Álvaro García Linera, Vice-President of Bolivia argued that the greater collective interest of all the peoples was more important that the indigenous right to land (http://www.seed.manchester.ac.uk/medialibrary/andes/publications/papers/HumphreysBebbingtonandBebbington_CJDS.pdf), while Ecuadors President Rafael Correa argued that “it would be ’absurd’ to say no to mining and the huge amount of dollars which the industry provides the country with” (http://www.elcomercio.com/actualidad/politica/resumen-del-enlace-ciudadano-no-8.html). The vision of development as put by García focuses on the unused land, great natural resources, and leaves “little concern for the environment” (http://www.aidesep.org.pe/editor/documentos/58.pdf).

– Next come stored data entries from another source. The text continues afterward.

PR #2817, opened 2025-03-03
Make the subset sizes configurable for L4 NetLB NEG.

mmamczur:
Add `--l4-netlb-local-subset-size` and `--l4-netlb-local-subset-size` flags that allow to configure the subset sizes for the L4 NetLB endpoint calculators.

### DIFF
--- a/pkg/neg/syncers/subsets.go
+++ b/pkg/neg/syncers/subsets.go
@@ -35,10 +35,6 @@ const (
 	maxSubsetSizeLocal = 250
 	// Max number of subsets in ExternalTrafficPolicy:Cluster, which is the default mode.
 	maxSubsetSizeDefault = 25
-	// Max number of subsets for NetLB in ExternalTrafficPolicy:Local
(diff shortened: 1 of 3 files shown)


pkg/neg/syncers/subsets.go
```diff
@@ -35,10 +35,6 @@ const (
 	maxSubsetSizeLocal = 250
 	// Max number of subsets in ExternalTrafficPolicy:Cluster, which is the default mode.
 	maxSubsetSizeDefault = 25
-	// Max number of subsets for NetLB in ExternalTrafficPolicy:Local
```
swetharepakula, line 38: instead of removing completely, should there be a default if the flags are not provided?

mmamczur: the flags have a default baked in. Maybe it would be nice to use these constants used in the flag def but I'm guessing it will make a circular dep then?

mmamczur:
/retest

weird faiure, locally tests seem to work bu then the failure looks like could potentially be caused by flags change?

Interesting is Ecuador’s president Rafael Corra, who initially focused on finding new ways of governing the economy and natural resources, but who changed radically within the first years of his presidency. The reason for this change might be explained by “the very structure of government expenditure and the dependence on the extractive economy” (New Political Economy, Volume 16, issue 1, 2011).

The disagreement between indigenous groups (often supported by NGOs) and governments in need of resources seems to have long prospects of finding solutions. Extraction is a huge income, and alternative economic politics are sparse. Indigenous groups promote values of biodiversity and cultural heritage. These are values which are overheard as the global economy offers an income based on the use of natural resources.